• material cause: "that out of which a thing comes to be and which persists;"
• formal cause: "the form or the archetype, i.e., the definition of the essence, and its genera;"
• efficient cause: "the primary source of the change or rest;"
• final cause: "in the sense of end or that for the sake of which a thing is done."

These definitions sustained a long influence, extending to St. Thomas Aquinas' four ways to demonstrate the existence of God.

In the beginning was the LOGOS and the LOGOS was with God and the LOGOS was God. All things were made by Him and without Him was not anything made that was Made. In Him was life and the life was the light of the world. (John, 1.1-3)

And the LOGOS became flesh and dwelt among us. (John 1.14)

• Qualitative Pluralists

• Quantitative Pluralists

An aura of mystery surrounds their life and origins. Pythagoras of Samos was their leader, but legend had already clouded accounts of his life by the time of Aristotle just a century and a half later.

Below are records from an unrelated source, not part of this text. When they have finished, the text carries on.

PR #216, opened 2018-03-06
build-deltas: Do not fail on missing previous versions.

matthewrsj:
A version can be missing if the minversion is newer than the previous
version being checked. This is not an error, but should be printed as a
warning to the user in case this is not expected.


matthewrsj:
that travis error doesn't seem related to my change...

matthewrsj:
@tmarcu looks like it is an issue with clrtrust generate running in the container.

matthewrsj:
Got info from clrtrust maintainer (@busykai) that there is an issue with clrtrust in clearlinux:latest. He told me how to fix the makefile to repair this. The fix will not break future fixes to clrtrust, but @busykai will let us know when we can remove it.

matthewrsj:
Passes \o/

PR #218, opened 2018-03-08
Allow for 'm' flag to be used in rename flag spot, fail on invalid manifests

matthewrsj:
The 'm' flag is used as a special flag by mixer-integration on the
client side to indicate a manifest record in the Manifest.MoM was
created by a local mix. Allow this flag and just set the rename flag to
renameUnset.

Fail when the old manifest exists but is invalid and cannot be parsed.
This is a clear failure case because the old manifest does exist at that
path and therefore the user expects it to be used.


matthewrsj:
Updated to reflect what was discussed in IRC.

PR #219, opened 2018-03-08
Add support for adding extra files to a bundle

matthewrsj:
Allow a user to add extra files to a bundle by adding a file per line to
`<imageDir>/<version>/<bundleName>-extra-files`. Each file must be an
absolute path. At this point the user must manually create the file in
the full chroot as well.

The workflow for a user adding additional files to a bundle would be
this:

```bash
$ mixer build chroots
$ echo /path/to/bar >> update/image/my-bundle-extra-files
$ mkdir -p update/image/full/path/to
$ cp /local/path/to/bar update/image/full/path/to/bar
$ mixer build update
```

This can definitely be improved in the future but this is a first step
that allows additional content on top of what dnf installs.

In the rare case that a post-install action for dnf install adds a file,
this file would already exist in the full chroot and would not need to
be copied in. The user would only need to append the path to that file
to the `<bundle>-extra-files` file to make sure it is included in that
bundle's manifests.

**based on #215** last commit is the relevant one here.

### DIFF
--- a/swupd/bundleinfo.go
+++ b/swupd/bundleinfo.go
@@ -60,7 +60,30 @@ func (m *Manifest) getBundleInfo(path string) error {
 		return err
 	}
 
-	return json.Unmarshal(biBytes, &m.bundleInfo)
+	err = json.Unmarshal(biBytes, &m.bundleInfo)
+	if err != nil {
+		return err
+	}
+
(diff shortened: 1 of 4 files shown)


matthewrsj:
I mentioned in the PR comment, but I'll reiterate. This is based on #215 and only the last commit is relevant for this PR.

matthewrsj:
`make batcheck` passes

PR #605, opened 2023-03-02
update instruction for udmi_reflect

noursaidi:


noursaidi:
merge because documentation mistake correction

PR #606, opened 2023-03-02
Add Feature Stages docs

johnrandolph:


docs/guides/feature_stages.md
```diff
@@ -0,0 +1,39 @@
...
+# Feature Stages
+
+Sequence tests use the @Feature annotation to tag test functions with their stage of release.
+
+* ALPHA
+    * Definition
+        * The feature (definition, code, schema, tests, etc) is still expected to change, maybe even substantially, while in ALPHA stage.
+        * The feature may not work as expected.
+        * Ready for external testing by manufacturers who are trusted testers/we have a close relationship with.
+        * One CI test needs to pass.
```
grafnu, line 12: What does this mean?  What is "one CI test" that's not the same as an @Feature?   (i.e. what information is lost without this?)

docs/guides/feature_stages.md
```diff
@@ -0,0 +1,39 @@
...
+* BETA
+    * Definition
+        * Development team has finished initial development of feature.
+        * The feature is defined in device qualification plans.
```
grafnu, line 16: As per my comment in the doc the UDMI specs can't reference qualification -- the dependency goes the other way.

docs/guides/feature_stages.md
```diff
@@ -0,0 +1,39 @@
...
+        * Ready for external testing by many manufacturers.
+        * The feature will only change if significant bugs or feature mismatch is found from the industry, partners, or testers.  (Note that feature mismatch should be a very rare occurrence if the feature was fully vetted in the ALPHA stage.)
+* STABLE
+    * Definition
+        * Feature is complete, and should not change.
```
grafnu, line 21: I think the qualifier here is that it's been known stable with n>=1 devices in a live environment, so this is really about "ready for wider adoption"

bin/sequencer
```diff
@@ -7,7 +7,8 @@
 ROOT_DIR=$(realpath $(dirname $0)/..)
 TEST_LOG=/tmp/test_log.txt
 log_level=INFO
-UDMI_ALT_REGISTRY=ZZ-REDIRECT-NA
+UDMI_ALT_REGISTRY=ZZ-TRI-FECTA-ALT-REGISTRY
```
grafnu, line 10: unintended change?

johnrandolph:
I'll move these comments back over to the original doc.

PR #607, opened 2023-03-03
Adding structured report output to sequencer

grafnu:
Result ends up in (when doing bin/test_sequencer): sites/udmi_site_model/out/devices/AHU-1/sequencer_report.json


noursaidi:
My only question is where the feature stage (alpha/beta/stable) is recorded?

noursaidi:
And also, should the descriptions be in there too? I'm thinking there either needs to be some file with all the available sequences and their stage and descriptions for every tagged version that a consuming application can read for this information, or they're included in the results?

noursaidi (approved):

noursaidi (approved):

PR #611, opened 2023-03-07
Upversion files to 1.4.1

noursaidi:


bin/upgrade_version
```diff
@@ -17,7 +17,7 @@
 UPVERSION_LIST=etc/upversion.txt
 TESTS_REGEX="^(\s{0,4}\"version\"\s*:\s*)([0-9.\"]*)(,?)"
 SCHEMA_VERSION_IDENTIFIER=\$udmi_version # must start with $
-ERROR_MARKER=.upversion_error
```
grafnu, line 20: does this change actually do anything?   I have no problem with it -- more just a curiosity

grafnu (approved):

bin/upgrade_version
noursaidi: Nope, was testing to see if it did and just left it

PR #618, opened 2023-03-13
Enabling baseline registry sharding for decreasing test run time.

grafnu:


docs/tools/sharding.md
```diff
@@ -0,0 +1,48 @@
...
+
+# Sharding Sequencer
+
+It's possible to run sequencer on an alternate set of project registries, called shards. This is
+useful for testing things from the same site model in parallel, since currently there can only
+be one instance of any tool using the reflector running on each registry.
+
+## Operation
+
+Basic operation is determined by a specified _registry suffix_ (e.g. `%A`) that triggers all (ideally) tools
```
johnrandolph, line 11: %A reads tokenization will occur and be replaced with something like a shard number or something. How about an example  like "-SUFFIX" or "-A"?

docs/tools/sharding.md
```diff
@@ -0,0 +1,48 @@
+[**UDMI**](../../) / [**Docs**](../) / [**Tools**](./) / [Sharding](#)
+
+# Sharding Sequencer
+
+It's possible to run sequencer on an alternate set of project registries, called shards. This is
```
johnrandolph, line 5: If I'm understanding correctly there is one alternative registry/shard. It would be great if we had many shards, not just one, as long as we are here. What do you think?

docs/tools/sharding.md
grafnu: The choices are `+ . % - _ ~` but I want to avoid `-` (dash) since that's what's used as the allowable separator in the normal site/registry name, so I just want something different. I changed it to `_` (underscore) since it's visually obvious, or I can do anything else you prefer from `+ . ~` (the remaining three options).

docs/tools/sharding.md
grafnu: Yes (current setup), and yes (have many). It's why I called everything a "shard" rather than just suffix or something. But, I don't have the capacity to do that right now (it's not trivial) so not something I can prioritize and work into this PR.

johnrandolph (approved):

PR #644, opened 2023-05-11
Add example HAProxy with logging

noursaidi:


misc/proxy/haproxy/build.sh
```diff
@@ -0,0 +1,7 @@
+#!/bin/bash
```
grafnu, line 1: nb: the .sh extension on the filename is unnecessary/redundant. Ican just be "build" as it's an executable file, and it doesn't matter if internally it's shell or python, etc...!

grafnu (approved):

grafnu:
What's the status of this?  It's been here for a while, so we should either finalize or close it for now...

PR #648, opened 2023-05-19
Validator fix for points in state messages

grafnu:


grafnu:
bump. @noursaidi would like to get this closed out soonish -- PTAL.

PR #652, opened 2023-05-25
Update for feature enumeration BETA

grafnu:


validator/sequences/feature_enumeration/sequence.md
```diff
@@ -11,5 +11,6 @@
     * Remove `discovery.generation`
 1. Wait for cleared enumeration generation
 1. Check that no family enumeration
-1. Check that feature enumeration feature is stable
+1. Check that feature enumeration matches metadata
```
noursaidi, line 14: Should the "match metadata" be a seperate test? I'm thinking about the process here:
1) feature enumeration
2) validate using sequencer that the device supports each feature it says it supports
3) put results into metadata
4) run test again?

validator/sequences/feature_enumeration/sequence.md
```diff
@@ -1,5 +1,5 @@
 
-## feature_enumeration (ALPHA)
+## feature_enumeration (BETA)
```
noursaidi, line 2: Our current criteria for BETA says a manufacturer must have implemented it. Has any yet? Maybe the requirement should be flexible

tests/event_discovery.tests/features.json
```diff
@@ -3,29 +3,17 @@
...
   "generation": "2018-08-26T21:37:12Z",
   "features": {
-    "endpoint": {
-      "features": {
-        "config": {
-          "stage": "alpha"
-        }
-      }
+    "endpoint.config": {
+      "stage": "alpha"
```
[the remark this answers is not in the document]
grafnu: This indicates the _device_ level of support for the feature.  So, the device might indicate that it supports a feature but only at "alpha" level meaning you can technically use it, but shouldn't use it in production, etc...  Alpha/Beta/Stable are very generic terms so they can't really be limited to only one specific use. Yes, the individual sequencer tests also have this designation, and the semantics are the same, but the scope is different.

tests/event_discovery.tests/features.json
```diff
@@ -3,29 +3,17 @@
...
   "timestamp": "2018-08-26T21:42:12.237Z",
   "generation": "2018-08-26T21:37:12Z",
   "features": {
-    "endpoint": {
-      "features": {
-        "config": {
-          "stage": "alpha"
-        }
-      }
+    "endpoint.config": {
```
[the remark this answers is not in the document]
grafnu: If it's alpha then ¯\_(ツ)_/¯, if it's BETA/STABLE then we shouldn't rename it.  Generally there should be provisions to ignore anything "alpha" so a misnamed bucket shouldn't cause any systemic problems.

docs/specs/sequences/generated.md
```diff
@@ -27,9 +27,26 @@ Some caveats:
...
+* [feature_enumeration](#feature_enumeration)
 * [system_last_update](#system_last_update): Check that last_update state is correctly set in response to a config update.
 
+## empty_enumeration (BETA)
+
+1. Update config before enumeration not active:
+    * Add `discovery` = { "enumerate": {  } }
+1. Wait for enumeration not active
+1. Update config before matching enumeration generation:
+    * Add `discovery.generation` = `generation start time`
```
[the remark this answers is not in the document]
grafnu: discovery is the superset of { scan, enumeration }, as [roughly described in the docs](https://faucetsdn.github.io/udmi/docs/specs/discovery.html).

validator/sequences/feature_enumeration/sequence.md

It is now generally agreed that Pythagoras left Samos, an island off the coast of Ionia, and moved west to establish a colony at Croton, on the extreme southeastern coast of mainland Italy. The colony prospered under the laws Pythagoras is said to have provided. (See comment on Lawgivers above.) The Pythagoreans lived a structured, religious life. They took their vegetarian meals in common, worked and studied together, and observed strict rituals of purity and diligence. They regarded wisdom as something rare, appropriate only for the initiates. Idle talk about their beliefs was forbidden, as were written accounts. Although some of their views were widely known and influential, the prohibition against written accounts of their philosophy probably went unchallenged for more than 150 years, until the impoverished Philolaus succumbed to Plato's urging that he write a book, which Plato persuaded his patron, Dion, the tyrant of Syracuse, to buy.

Pythagoreanism had the following important elements. Purity and communitarianism were encouraged. Women, as well as men, were welcome. A ritualistic regimen and dietetic laws were observed (no meat was the most striking rule.) The soul was thought to be the principle of life that goes through cycles "trapped" in physical bodies. The body was sometimes called a tomb. (Plato's Phaedo provides an important and sympathetic summary of this outlook.) In this respect Pythagoreanism may represent the most ancient Greek ascetic philosophy. The doctrine of the transmigration of the soul (metempsychosis) implies a concept of reincarnation that has much in common with Indian traditions. Whether the influence actually extended that far is doubtful, but recurrent if unsubstantiated ancient traditions held that Pythagoras travelled widely, and may have visited Egypt and perhaps even Babylon. The ordered world or COSMOS depended, on the Pythagorean view, on HARMONIA. The soul is a kind of harmony or fine tuning of the body, as is so poignantly explained in the Phaedo. Where discord or dissonance prevail, there CHAOS overwhelms the COSMOS.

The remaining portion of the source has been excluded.